The technology utilizes an electrolyzer that uses excess renewable electricity to split water into hydrogen and oxygen. Oxygen is released into the atmosphere while the hydrogen is compressed and sent through a stainless steel tube to an injection point in a gas pipeline near a university power plant. Hydrogen mixes with natural gas and is burned to generate electricity and heat for the campus.

Hydrogen produced from electricity and water can also be converted into methane and injected into a pipeline system for distribution or to be stored underground. SoCal said more than 12TWh of electric equivalent storage can be accommodated on its system in southern California.

The pilot project began last summer. The technology is also in use in Germany which is working to integrate its abundant renewable generation.

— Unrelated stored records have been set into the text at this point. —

PR #247, opened 2025-06-02
Recurse correctly on ERecCtx

### LINKED ISSUE #246: Infinite loop in Core dumping
Running 
```
let rec factorial (n : Int) = 
    if n == 0 then 1 
    else n * factorial (n - 1)
```
with `-dcore` results in an infinite loop in `CorePriv.SExprPrinter.tr_defs`.

Brychlikov:
Fixes #246.
Fixes a bug where `CorePriv/SExprPrinter.tr_defs` would not recurse properly on `ERecCtx`, instead falling into an infinite loop.

The question is, should this be tested? Currently, we don't test `-dcore` and `-dcone` flags anywhere in the suite, so I didn't add any tests confirming my fix.


dominik-muc (approved):
I don't believe we have tools necessary to test such thing. Nor that we should, it's an overlook mistake and a straight-forward fix.

PR #248, opened 2025-06-02
Union find

dominik-muc:
My first take on union find, what should I implement now to „connect” it to the ConstrSolve machinery? Detecting a cycle is easy -> when adding an edge (an union between two points) if they already were on the same component, a cycle is found (I understand this now :)). I can implement that for integers, but I don't know how should I represent cycles of effects. After detecting a cycle do I need to delete those nodes from the graph? That could be tricky. Do I first add all nodes and then search for cycles? That wouldn't make use of union-find structure. If someone is willing to look at that any advice would be nice, I'll try to improve it in the next days.

### DIFF
--- a/src/Utils/UnionFind.ml
+++ b/src/Utils/UnionFind.ml
@@ -1,0 +1,62 @@
+
+module type OrderedType =
+  sig
+    type t
+    val compare: t -> t -> int
+  end
+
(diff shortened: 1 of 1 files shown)


dominik-muc:
Ahh the problem is that we have a *directed* graph. It's over

Issue #19, opened 2024-03-23
REPL pretty-printing based on `toString` method


ppolesiuk:
The current pretty-printer in REPL behaves very poorly.
```
$ dbl
> data T = A ;;
> A ;;
: T
= <ctor>
```
Better pretty-printer could base on `toString` method.

PR #249, opened 2025-06-14
Implementation of pretty printing using toString method.

Dominik-Pawelec:
Implementation of #19 - REPL pretty printing using toString method defined in fram.
Added additional flag -no-toString-printing which sets printing to default implementation.

### DIFF
--- a/src/ConETypeErase.ml
+++ b/src/ConETypeErase.ml
@@ -65,8 +65,10 @@ let rec tr_expr (e : S.expr) =
   | ERepl(func, _, _) ->
     T.ERepl (fun () -> tr_expr (func ()))
 
-  | EReplExpr(e1, tp, e2) ->
-    T.EReplExpr(tr_expr e1, tp, tr_expr e2)
+  | EReplExpr(e1, tp, e2, ep) ->
+    match ep with
+    | None    -> T.EReplExpr(tr_expr e1, tp, tr_expr e2, None)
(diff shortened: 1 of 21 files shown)


ppolesiuk (changes requested):
Thanks for sending PR. Overall, this looks like a solid piece of work. However, some minor issues should be addressed. Most importantly, I concern about the data representation in ConE, Core, and Untyped. For me it contains redundant information: if the `toString` method is used, the `EReplExpr` constructor still keeps the original expression, but it is never used. I would rather prefer to keep only one expression (wrapped around call to `toString` or not), and the flag indicating which method of printing was used. On the other hand, the chosen representation in Unif is can be defended: during the effect inference we still may want to fallback to default implementation (can we make this decision during type-inference?), and we need to infer and pretty-print the type of the original expression.

ppolesiuk (approved):
For me, the PR is ready for merge. However, I changed most of the code, so someone else should look at it.

src/Eval/External.ml
```diff
@@ -12,6 +12,7 @@ let extern_map =
                               str_fun (fun msg -> 
                                 runtime_error_with_postion fname line msg)));
       "dbl_magic", pure_fun Fun.id;
+      "dbl_toString",    pure_fun (fun v -> VStr (Value.to_string v));
```
forell: Alignment whitespace that doesn't seem to align `pure_fun ...` with anything.

PR #255, opened 2025-08-02
Simplified type annotations in Prelude format methods

wojpok:
Thanks to recent fixes to parameters/method resolve, format method in Prelude can be simplified by using universally defined `parameter method format` for X and Y


ppolesiuk:
After recent changes, this PR is outdated. Module `Base/Format` was renamed to `Base/Show` and already contains proposed changes. Therefore, we can close this PR now.

Issue #170, opened 2024-12-20
Expose maximum array length


ppolesiuk:
> In a discussion @ppolesiuk suggested that we could take an approach similar to OCaml and expose the maximum array length for when the programmer requires this kind of assurance. I think this is reasonable, given that oversized allocations are uncommon and recovery from out of memory situations is rarely needed/desirable (at least for such a high level language). However, perhaps we still want to check the size somewhere, to display a custom error instead of OCaml's.

_Originally posted by @forell in https://github.com/fram-lang/dbl/pull/126#discussion_r1652849679_

PR #257, opened 2025-10-22
Add: Expose maximum array length (#170)

kulson:
The developer can now write the following code:

```
$ dbl
> let maxLength = extern dbl_maxArrayLength : Int ;;
> maxLength ;;
: Int
= 18014398509481983
> 
```


wojpok:
Fine addition. Please, include this constant in Array module

PR #264, opened 2025-11-03
First-class lazy evaluation

wojpok:
This code is part of a pretty-printer PR #256 . This module have been separated from main PR for easier review and merging.

### DIFF
--- a/lib/Lazy.fram
+++ b/lib/Lazy.fram
@@ -2,10 +2,10 @@
  # See LICENSE for details.
  #}
 
-## # Fist-class lazy values
+## # First-class lazy values
 
 {##
-  This module provides first-class lazy values, also known assuspensions,
+  This module provides first-class lazy values, also known as suspensions,
   representing deferred computations evaluated on demand.
 
   A suspension encapsulates a computation that is executed only when its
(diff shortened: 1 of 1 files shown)


lib/Lazy.fram
```diff
@@ -0,0 +1,65 @@
...
+ ##}
+
+# Mutability utilities
+data RefP = RefP of {Ref : type -> type}
+
+let RefP {Ref} = (extern dbl_abstrType : Unit -> RefP) ()
+
+let ref {type X}    = (extern dbl_ref    : X -> Ref X)
+method get {type X} = (extern dbl_refGet : Ref X -> X)
+method set {type X} = (extern dbl_refSet : Ref X -> X -> Unit)
```
ppolesiuk: Operations on references are not pure. However, in this case, the effects of these operations cannot be observed directly, we cannot assume that these operations are very pure. Marking them we the empty non-pure effect would be a better choice.
```suggestion
let ref {type X}    = (extern dbl_ref    : X ->[] Ref X)
method get {type X} = (extern dbl_refGet : Ref X ->[] X)
method set {type X} = (extern dbl_refSet : Ref X -> X ->[] Unit)
```

PR #31, opened 2021-05-12
Add FirstMatchOf parser

tgrapperon:
A parser that consumes elements of a collection one by one until a given parser `parser` succeeds.
In case of success, the prefix is discarded and the the output of `parser` is returned.

This parser is especially useful to extract some structured data inside an arbitrary collection, like a piece of source code for example.

### DIFF
--- a/Sources/Parsing/Parsers/FirstMatchOf.swift
+++ b/Sources/Parsing/Parsers/FirstMatchOf.swift
@@ -29,5 +29,5 @@ public struct FirstMatchOf<Input, P>: Parser
 }
 
 public extension Parsers {
-  typealias FirstMatch = Parsing.FirstMatchOf // NB: Convenience type alias for discovery
+  typealias FirstMatchOf = Parsing.FirstMatchOf // NB: Convenience type alias for discovery
 }
--- a/Sources/Parsing/Parsers/FirstMatchOf.swift
+++ b/Sources/Parsing/Parsers/FirstMatchOf.swift
@@ -1,0 +1,33 @@
+/// A parser that consumes elements of a collection one by one until and if a given parser `parser` succeeds.
+/// In case of success, the prefix is discarded and the the output of `parser` is returned.
+public struct FirstMatchOf<Input, P>: Parser
+  where
+  Input: Collection,
+  Input.SubSequence == Input,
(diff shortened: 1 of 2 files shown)


stephencelis:
Hey @tgrapperon! Thanks for taking the time to PR. This parser definitely is useful and we've played with similar functionality in the past. The one thing we're a little bit worried about is that use of such a parser could lead to performance issues. In particular:

```swift
Skip(FirstMatchOf(StartsWith("Hello".utf8)))

// vs.

Skip(PrefixUpThrough("Hello".utf8))
```

These should be functionally equivalent, but the former will run the parser against _every_ byte, whereas the latter will do a direct search on the input. I haven't benchmarked it, but I believe this _could_ be substantially slower. I'm wondering if you'd like to explore these performance issues a bit and think over the caveats. We could also put this PR on ice and open a discussion for now, to see if anyone else has thoughts on how to best accommodate the power of such a parser without accidentally introducing performance issues.

tgrapperon:
Yes @stephencelis, `FirstMatchOf` is indeed 9x slower in this specific example, benchmarked like you do for `PrefixUpTo`:
```
name                                         time          std        iterations
--------------------------------------------------------------------------------
PrefixThrough.Skip(PrefixThrough)             34381.000 ns ±  16.52 %      37342
PrefixThrough.Skip(FirstMatchOf(StartsWith)) 294248.000 ns ±   9.46 %       4649
```

Because the library is protocol-based, we can spot suboptimal configurations and I guess it's possible to automatically wrap `PrefixThrough` when this configuration is met. It is also very possible that other configurations are leading to other rules, including other parsers than `FirstMatchOf`. Please let me know if you're aware of such configurations.
Now that I've setup a benchmark suite, I'll investigate in this direction if you feel there's still life in it.

I initially implemented it to handle a collection which wasn't a `String` (or its derivative), and it was very difficult to instantiate a value for `PrefixUpTo` as I didn't owned the type. But as you said, it is definitely useful, and maybe faster than other solutions when it's the right tool, but it's not a silver bullet (yet).

I'll close the PR for now and reopen it if I'm achieving decent performance. I'll also open a discussion to gather optimization rules as may be a generalizable to other parsers.

PR #32, opened 2021-05-12
Fix testFloat() test

tgrapperon:
On my machine running Xcode 12.5, the test failed because it parsed `inf` instead of `nil`. I can't find in which version of Swift this behavior has changed, and I can't fence the code accordingly, but I guess this workaround still tests what matters.
I can happily close this PR if a better solution is found.


stephencelis (approved):
Thanks! This makes sense given the current behavior.

PR #34, opened 2021-05-12
Update format.yml

stephencelis:
This is broken everywhere we use the old swift-format action, so will PR whenever another project's `main` is broken.

### DIFF
--- a/.github/workflows/format.yml
+++ b/.github/workflows/format.yml
@@ -11,8 +11,10 @@ jobs:
     runs-on: macOS-latest
     steps:
       - uses: actions/checkout@v2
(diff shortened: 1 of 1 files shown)


.github/workflows/format.yml
```diff
@@ -11,8 +11,10 @@ jobs:
     runs-on: macOS-latest
     steps:
       - uses: actions/checkout@v2
+      - name: Tap
+        run: brew tap pointfreeco/formulae
```
stephencelis, line 15: I ended up forking (already using this on swift-composable-architecture after the last PR failed to run properly when merged into `main`).

PR #35, opened 2021-05-16
Add DelimitedBy

tgrapperon:
This parser matches content enclosed between pairs of delimiters. I feel the use-cases are general enough to justify a PR.
It is helpful when nesting of delimiters is unknown, as it will only match the top level pair. A maximum level of nesting can also be specified.
```
name                                       time          std        iterations
------------------------------------------------------------------------------
DelimitedBy.1-Level-DelimitedBy            166841.000 ns ±  17.58 %       7148
DelimitedBy.1-Level-DelimitedBy-MaxLevel-1  79969.000 ns ±  18.54 %      16657
DelimitedBy.1-Level-Composite               30869.000 ns ±  22.09 %      41878

DelimitedBy.SameDelimiter-DelimitedBy       18448.000 ns ±  22.99 %      70959
DelimitedBy.SameDelimiter-Composite         30881.000 ns ±  21.26 %      43653

DelimitedBy.Nested-DelimitedBy             167025.000 ns ±  15.00 %       7884
DelimitedBy.Nested-Ad-Hoc-Composite         40625.000 ns ±  17.86 %      31736
```
A benchmark suite is included. A 1-level `DelimitedBy` parser performs 2x slower than an adhoc parser, but with the guarantee that the result is enclosed in a matching pair (and if `maxLevel=1`, free of delimiters). If the level of nesting is not specified, the `DelimitedBy` parser performs 6x slower, with the same guarantee.

If the delimiters are the same, `DelimitedBy` performs 30% faster than an adhoc solution.

In case of nesting, `DelimitedBy` always takes the same time, but adhoc solutions will be more complex and slower as the supported level of nesting rises. It performs for example 4x slower than an adhoc parser made for matching with one inner pair exactly "`(xx(xx)x)`". I didn't implement branches for `(x(xx)x(xx)(x)...)` nor `(xxx)`. For deeper nesting, the combinatorics should immediately plays in favor of `DelimitedBy`, if not performance-wise, maintenance-wise.

Please let me know if you see room for improvement.

### DIFF
--- a/Sources/Parsing/Parsers/DelimitedBy.swift
+++ b/Sources/Parsing/Parsers/DelimitedBy.swift
@@ -1,0 +1,159 @@
+/// A parser that returns a subsequence by matching pairs of delimiters.
+/// The data must begin with `start`, and each successful match for `start` or `end` respectively open and close a matchin pair.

California researchers are monitoring the process to determine whether P2G is feasible on statewide or regional power grids.

California has a mandate to use renewables to supply 50pc of its electricity by 2030. San Diego has a more ambitious goal of goal of using 100pc renewable energy use by 2035.

San Diego Gas & Electric, the main utility for the city, is owned by Sempra Energy, also the parent of SoCal Gas.

Storage of hydrogen in existing gas infrastructure "could become the most important technology for enabling a 100-percent renewable future," Brouwer said.

US tech company Google said this week it is on track to buy enough renewable power to match 100pc of its operations in 2017 although it cannot buy renewable power exclusively. To meet its goal, Google will use a mix of direct energy purchases, the retirement of renewable energy certificates and utility tariff programs. Google ranks as the world's largest corporate buyer of wind and solar power, followed by Microsoft, Cisco Systems, Apple, Kohl's department stores and others.